EXERCISE: Take each line below that has "which" and copy it.

DATA FOR THE TASK:
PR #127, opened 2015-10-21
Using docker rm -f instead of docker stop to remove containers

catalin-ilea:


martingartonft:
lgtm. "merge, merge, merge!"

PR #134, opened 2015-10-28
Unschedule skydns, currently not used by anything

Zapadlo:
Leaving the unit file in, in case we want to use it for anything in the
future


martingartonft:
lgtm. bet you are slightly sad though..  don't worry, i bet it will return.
...
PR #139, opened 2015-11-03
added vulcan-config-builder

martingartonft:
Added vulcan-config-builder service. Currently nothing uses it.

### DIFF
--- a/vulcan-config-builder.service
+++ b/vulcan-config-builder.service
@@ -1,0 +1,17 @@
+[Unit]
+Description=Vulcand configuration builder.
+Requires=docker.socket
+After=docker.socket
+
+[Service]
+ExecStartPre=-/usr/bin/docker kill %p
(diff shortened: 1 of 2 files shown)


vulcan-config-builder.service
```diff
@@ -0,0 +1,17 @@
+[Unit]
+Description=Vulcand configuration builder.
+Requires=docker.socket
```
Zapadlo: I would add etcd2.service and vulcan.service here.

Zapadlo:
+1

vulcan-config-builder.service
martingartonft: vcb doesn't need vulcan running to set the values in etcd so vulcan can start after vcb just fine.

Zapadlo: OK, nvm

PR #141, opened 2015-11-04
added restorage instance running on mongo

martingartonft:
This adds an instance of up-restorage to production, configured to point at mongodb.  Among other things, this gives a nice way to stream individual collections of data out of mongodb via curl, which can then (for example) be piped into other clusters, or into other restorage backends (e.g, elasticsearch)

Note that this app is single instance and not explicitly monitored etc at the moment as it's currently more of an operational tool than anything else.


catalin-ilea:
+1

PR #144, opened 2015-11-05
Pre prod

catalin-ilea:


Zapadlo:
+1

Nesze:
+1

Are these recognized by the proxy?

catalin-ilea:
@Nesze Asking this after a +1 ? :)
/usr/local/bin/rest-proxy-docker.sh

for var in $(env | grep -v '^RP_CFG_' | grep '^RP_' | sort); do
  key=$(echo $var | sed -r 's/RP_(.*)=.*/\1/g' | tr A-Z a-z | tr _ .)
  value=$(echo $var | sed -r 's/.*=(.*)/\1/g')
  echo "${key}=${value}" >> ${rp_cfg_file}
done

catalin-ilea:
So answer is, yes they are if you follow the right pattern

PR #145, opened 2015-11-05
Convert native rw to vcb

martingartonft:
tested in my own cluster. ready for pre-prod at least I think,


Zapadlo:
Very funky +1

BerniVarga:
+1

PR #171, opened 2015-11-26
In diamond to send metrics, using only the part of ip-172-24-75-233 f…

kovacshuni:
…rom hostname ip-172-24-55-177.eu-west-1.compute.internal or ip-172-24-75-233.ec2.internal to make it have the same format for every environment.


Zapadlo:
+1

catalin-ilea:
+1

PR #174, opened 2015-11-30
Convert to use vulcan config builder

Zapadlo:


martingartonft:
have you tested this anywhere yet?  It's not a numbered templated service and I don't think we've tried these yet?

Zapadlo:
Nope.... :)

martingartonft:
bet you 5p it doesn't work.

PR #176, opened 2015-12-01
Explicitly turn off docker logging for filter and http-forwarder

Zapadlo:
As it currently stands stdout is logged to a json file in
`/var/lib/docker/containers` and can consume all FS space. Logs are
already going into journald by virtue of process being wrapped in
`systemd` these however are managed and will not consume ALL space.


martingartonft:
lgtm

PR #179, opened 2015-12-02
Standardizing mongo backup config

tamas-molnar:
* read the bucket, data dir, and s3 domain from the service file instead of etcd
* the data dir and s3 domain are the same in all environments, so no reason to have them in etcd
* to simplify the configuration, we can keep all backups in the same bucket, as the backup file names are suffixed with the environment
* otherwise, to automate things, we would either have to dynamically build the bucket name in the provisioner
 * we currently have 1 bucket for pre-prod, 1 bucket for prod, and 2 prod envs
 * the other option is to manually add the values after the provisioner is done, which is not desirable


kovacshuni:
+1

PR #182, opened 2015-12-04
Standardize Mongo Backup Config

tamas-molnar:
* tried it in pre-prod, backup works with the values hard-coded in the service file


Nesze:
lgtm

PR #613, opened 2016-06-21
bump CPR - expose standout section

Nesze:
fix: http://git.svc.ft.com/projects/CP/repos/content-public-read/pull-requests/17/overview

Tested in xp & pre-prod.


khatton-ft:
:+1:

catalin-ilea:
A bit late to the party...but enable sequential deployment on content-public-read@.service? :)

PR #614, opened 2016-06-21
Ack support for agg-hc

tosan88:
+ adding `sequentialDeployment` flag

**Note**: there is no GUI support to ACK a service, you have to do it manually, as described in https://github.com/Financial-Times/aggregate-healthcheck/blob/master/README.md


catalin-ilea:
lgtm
---
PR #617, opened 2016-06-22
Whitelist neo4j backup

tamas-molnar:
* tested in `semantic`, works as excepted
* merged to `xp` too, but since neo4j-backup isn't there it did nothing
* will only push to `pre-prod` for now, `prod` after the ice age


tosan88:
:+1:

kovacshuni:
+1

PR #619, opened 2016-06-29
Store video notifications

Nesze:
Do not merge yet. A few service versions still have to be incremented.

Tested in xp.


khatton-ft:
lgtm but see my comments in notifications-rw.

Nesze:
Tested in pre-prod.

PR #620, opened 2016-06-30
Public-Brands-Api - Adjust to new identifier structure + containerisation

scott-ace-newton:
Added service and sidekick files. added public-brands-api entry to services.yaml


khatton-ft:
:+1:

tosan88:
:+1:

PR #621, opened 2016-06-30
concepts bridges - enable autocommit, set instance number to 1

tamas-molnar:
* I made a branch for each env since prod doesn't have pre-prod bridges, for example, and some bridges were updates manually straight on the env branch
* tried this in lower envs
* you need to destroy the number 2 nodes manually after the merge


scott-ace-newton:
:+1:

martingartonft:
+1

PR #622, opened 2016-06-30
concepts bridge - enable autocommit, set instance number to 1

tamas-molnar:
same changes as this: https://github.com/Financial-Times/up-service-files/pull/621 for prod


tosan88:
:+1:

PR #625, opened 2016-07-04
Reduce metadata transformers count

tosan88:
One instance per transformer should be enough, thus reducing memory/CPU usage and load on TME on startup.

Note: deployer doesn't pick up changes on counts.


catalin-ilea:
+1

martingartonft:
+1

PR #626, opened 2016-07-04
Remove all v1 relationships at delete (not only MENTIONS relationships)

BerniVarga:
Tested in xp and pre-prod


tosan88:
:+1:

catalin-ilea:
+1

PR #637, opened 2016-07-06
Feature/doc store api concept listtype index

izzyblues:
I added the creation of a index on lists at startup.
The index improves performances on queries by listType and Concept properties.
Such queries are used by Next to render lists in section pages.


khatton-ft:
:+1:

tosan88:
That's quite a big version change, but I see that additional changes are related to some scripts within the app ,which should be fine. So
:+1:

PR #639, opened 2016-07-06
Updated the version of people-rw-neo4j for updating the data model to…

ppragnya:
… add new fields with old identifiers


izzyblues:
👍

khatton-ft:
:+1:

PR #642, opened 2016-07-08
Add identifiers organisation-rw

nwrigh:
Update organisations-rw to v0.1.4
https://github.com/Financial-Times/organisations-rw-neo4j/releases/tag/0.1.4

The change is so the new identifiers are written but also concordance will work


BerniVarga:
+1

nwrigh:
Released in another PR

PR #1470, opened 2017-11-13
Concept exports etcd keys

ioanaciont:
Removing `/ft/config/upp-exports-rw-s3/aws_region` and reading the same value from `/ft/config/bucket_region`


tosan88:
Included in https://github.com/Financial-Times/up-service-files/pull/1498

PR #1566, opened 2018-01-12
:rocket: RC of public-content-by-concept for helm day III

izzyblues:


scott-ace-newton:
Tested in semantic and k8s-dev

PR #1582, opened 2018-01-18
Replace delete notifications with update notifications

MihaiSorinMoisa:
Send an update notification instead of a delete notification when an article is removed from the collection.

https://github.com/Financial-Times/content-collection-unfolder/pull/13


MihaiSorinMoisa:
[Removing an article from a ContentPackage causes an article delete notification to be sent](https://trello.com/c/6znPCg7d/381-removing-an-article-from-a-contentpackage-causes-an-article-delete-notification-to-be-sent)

TASK RESPONSE:
This adds an instance of up-restorage to production, configured to point at mongodb.  Among other things, this gives a nice way to stream individual collections of data out of mongodb via curl, which can then (for example) be piped into other clusters, or into other restorage backends (e.g, elasticsearch)
 * the other option is to manually add the values after the provisioner is done, which is not desirable
That's quite a big version change, but I see that additional changes are related to some scripts within the app ,which should be fine. So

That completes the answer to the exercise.